- Active: 4 April 1938 – August 1945
- Country: Empire of Japan
- Branch: Imperial Japanese Army
- Type: Infantry
- Garrison/HQ: Kanazawa, Japan Hanoi, French Indochina
- Nickname: Attack Division
- Engagements: Second Sino-Japanese War World War II

Commanders
- Notable commanders: Hisakazu Tanaka

= 21st Division (Imperial Japanese Army) =

The 21st Division (第21師団, Dai-nijūichi Shidan) was an infantry division in the Imperial Japanese Army. Its tsūshōgō code name was the Attack Division (討兵団, Tou Heidan). The 21st Division was created on 4 April 1938 as a triangular division as part of the military buildup following the outbreak of the Second Sino-Japanese War, along with the resurrected 17th and 18th Divisions, and the new 22nd and 23rd Divisions. Its original headquarters was in a suburb of the city of Kanazawa, and its troops were recruited primarily from communities in Ishikawa and Toyama Prefectures.

== Action ==
Initially assigned to the Japanese Northern China Area Army, it was deployed to the Chinese mainland from 15 July 1938, serving as a garrison force in Xuzhou. In February 1939, it participated in fighting in Northern Jiangsu. Under the command of Lieutenant Commander Hisakazu Tanaka from 1940 to 1943 as part of the Japanese 12th Army, the division participated in counter-insurgency operations in Northern China as well as the Battle of South Shanxi in May 1941, and the subsequent Hundred Regiments Offensive.

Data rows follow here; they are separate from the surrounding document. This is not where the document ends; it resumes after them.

PR #1636, opened 2021-03-11
Save file walking results in glob()

peterebden:
It can be very slow to do repeated `glob()` calls into a large directory; I am testing with some work on LLVM and it takes approx 15 seconds to get plz to sort itself out and get moving.

Basically all the time is spent walking it over and over again. Main issue is that we walk the entire root dir every time, which can be (and in this case is) large, even if the glob expressions are fairly targeted.

This essentially memoises those walks; I think there is more we could do about (possibly?) more efficient matching, or getting really smart about walking bits of the tree as needed, but this is pretty good (and simple) for now.

Reduces time from ~15s -> ~2.7s in my use case.


Tatskaari (approved):
Nice! Looks good to me :D

PR #1647, opened 2021-03-13
fix root_dir in proto_library

### LINKED ISSUE #1646: root_dir in proto_library rule doesn't work
When using `root_dir` in `proto_library` rule with protobuf `3.15.1` code generation (Go) fails with the following error:

```
File does not reside within any path specified using --proto_path (or -I).  You must specify a --proto_path which encompasses this file.  Note that the proto_path must be an exact prefix of the .proto file names -- protoc is too dumb to figure out when two paths (e.g. absolute and relative) are equivalent (it's harder than you think).
```

Looks like the implementation is incomplete: the script changes the directory to the one defined in `root_dir`, but the current directory is not added as a search path.

There are two (trivial) fixes for the problem, one of them will potentially fix an other issue as well:

The most trivial solution is adding `-I.` to the protoc command. Since the script changes the directory to `root_dir`, all imports (pointing to the same package) should work. The problem with this approach is that a bogus (non-existent) `root_dir` will break at changing a directory resulting in an error like this:

```
bash: cd: NOPE: No such file or directory
todo/v1/todo.proto: File not found.
```

The other solution is getting rid of changing directories entirely and adding `-I"$TMP_DIR/root_dir"` to the protoc command. This would result in an error like this:

```
/Users/marksk/Projects/sagikazarmark/todobackend-go-kit/plz-out/tmp/api/todo/v1/_proto#protoc_go._build/apis: warning: directory does not exist.
todo/v1/todo.proto: File not found.
```

I find this option slightly better.

sagikazarmark:
Fixes #1646

### DIFF
--- a/test/proto_rules/root_dir/BUILD
+++ b/test/proto_rules/root_dir/BUILD
@@ -1,0 +1,16 @@
+# Tests on the proto rules.
+
+proto_library(
+    name = "root_dir",
+    srcs = ["test.proto", "other_test.proto"],
+    languages = ["go"],
+    deps = [":protoc"],
+    root_dir = "test\/proto_rules",
+)
+
+# Required for wkt
+protoc_binary(
+    name = "protoc",
+    version = "3.15.1",
+    visibility = ["PUBLIC"],
+)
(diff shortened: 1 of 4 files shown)


Tatskaari:
#1653 addresses this issue

PR #1649, opened 2021-03-14
WIP glob implementation

Tatskaari:
Need to upgrade to 1.16 on linux alt for this to work. It uses the new ReadDir stuff that's more efficient.


peterebden:
This is not super fast :(

```
real	0m11.026s
user	0m20.988s
sys	0m0.259s
```
vs #1645 
```
real	0m0.583s
user	0m0.833s
sys	0m0.079s
```
I can push my branch on one of the internal repos if it'll help you. Could also try to separate it out into a public test repo if people care, but it'll take a bit more work.

> Need to upgrade to 1.16 on linux alt for this to work. It uses the new ReadDir stuff that's more efficient.

We're gonna have to do that anyway for #1601 so shouldn't be a big problem.

Tatskaari:
Need to figure out how to port the prefix optimisation. Will come back to this later.

PR #1653, opened 2021-03-16
Add -I. to protoc

Tatskaari:
Normally, the current wd is added to the include path. If other proto paths are provided (because you're using protoc_binary()) then this isn't the case and you get errors like the one in the linked issue.

I think when we provide `-I` we always want to augment the import path not replace it. This should make that so.  

Fixes: #1646


peterebden (approved):
Makes sense!

Issue #1641, opened 2021-03-13
Well-known types are missing


sagikazarmark:
When compiling proto descriptors relying on well-known types, the process fails with the following:

```
Error building target //api/todo/v1:_proto#protoc_go: exit status 1
google/protobuf/wrappers.proto: File not found.
todo/v1/todo_list.proto, line 14, column 1: Import "google/protobuf/wrappers.proto" was not found or had errors.
todo/v1/todo_list.proto, line 70, column 3: "google.protobuf.StringValue" is not defined.
todo/v1/todo_list.proto, line 71, column 3: "google.protobuf.BoolValue" is not defined.
todo/v1/todo_list.proto, line 72, column 3: "google.protobuf.Int32Value" is not defined.
```

Looks like those files [are actually downloaded](https://github.com/thought-machine/please/blob/2b76379b8fe51415dbdc1f215ac708be2e0cda6c/rules/proto_rules.build_defs#L456), but not required in proto targets. Is that intentional?

sagikazarmark:
Apparently the problem is that the `protoc` target that I use is in a subrepo. If it's in the same repo, it works fine.

Tatskaari:
Yeah looks like it might just work on most of the machines because they have the well known types installed. I guess we need to add `PROTOC_TOOL` to the deps list if it looks like a build label. 

I feel like this would've cropped up a long time ago though. Have we really been depending on the system wide well known types this whole time?

sagikazarmark:
Sadly still can't make this work. WKT don't show up in the workspace.

PR #1655, opened 2021-03-16
Depend on protoc to include wkt when it looks like a label

Tatskaari:
Fixes: #1641

### DIFF
--- a/rules/proto_rules.build_defs
+++ b/rules/proto_rules.build_defs
@@ -402,7 +402,7 @@ def _protoc_rule(name, srcs, deps, language, plugin, protoc_flags, root_dir, pre
 
     # If the protoc tool is a build rule, depend on it as it's probably a protoc_binary() which provides the well known
     # types
-    if CONFIG.PROTOC_TOOL.startswith("//"):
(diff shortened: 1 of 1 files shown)


sagikazarmark:
I was wondering if it would make sense to make the WKT rule a configurable rule in Please?

Or we could just get rid of that entirely? `proto_libraries` relying on WKT could add a dependency without relying on some automatic magic behind the scenes.

Tatskaari:
> I was wondering if it would make sense to make the WKT rule a configurable rule in Please?
> 
> Or we could just get rid of that entirely? `proto_libraries` relying on WKT could add a dependency without relying on some automatic magic behind the scenes.

I think it's reasonable to assume that well known types will be handled automatically. A standard protoc install would put them under `/usr/local/include/google/protobuf`. Ideally `protoc_binary()` would behave similarly.

sagikazarmark:
Would it make sense then to make it a separate rule and configuration? (eg. for whatever reason I want to use a custom version).

Tatskaari:
> Would it make sense then to make it a separate rule and configuration? (eg. for whatever reason I want to use a custom version).

Seems pretty niche. You could write your own rule that outputs `protoc` and provides the well known types so it's possible if that became a use case.

peterebden (approved):

PR #1685, opened 2021-03-22
Add config option to emit stdout and stderr on successful test runs

Tatskaari:


goddenrich (commented):
This seems like a lot of passing config through the layers of functions... one thing we could do is pass a struct which contains all the config needed ie. gzipped and output on success. that way every layer doesn't have to change each time a new option is added.

Tatskaari:
> This seems like a lot of passing config through the layers of functions... one thing we could do is pass a struct which contains all the config needed ie. gzipped and output on success. that way every layer doesn't have to change each time a new option is added.

We could just pass the state or config struct through but I'm not super happy with how much of a god object those things are becoming. Right now it's just one or two parameters which is totally manageable.

peterebden (approved):

PR #1687, opened 2021-03-22
Remove trailing slashes from filegrups

Tatskaari:


peterebden (approved):
Seems legit but as discussed maybe better to do this to the input

peterebden (approved):

PR #1660, opened 2021-03-16
Fix zipsafe flag

Tatskaari:
Fixes: #1597

PR #1688, opened 2021-03-23
Fix zip-safe flag more

peterebden:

From November 1941, the division was transferred to the control of the Southern Expeditionary Army Group and transferred to the Philippines, landing at Lingayen Gulf on 26 February 1942. After the completion of the Philippines Campaign, from December 1943, the division was sent to French Indochina under the control of the IJA 38th Army, Assigned to a garrison role in Hanoi, it remained in Indochina through the end of the Pacific War except for a brief period in late 1944 when it crossed back into China to participate in Operation Ichi-Go. The division played a critical role in the Japanese coup d'état in French Indochina of March 1945, which resulted in the proclamation of the Empire of Vietnam independent from French rule. It remained as a garrison force in Hanoi until the surrender of Japan in August 1945.

A number of its troops refused to return to Japan and defected to join the Viet Minh in their struggle for independence (First Indochina War) against the returning French colonial forces. But in 1954 they were ordered to return to Japan by the Vietnamese government.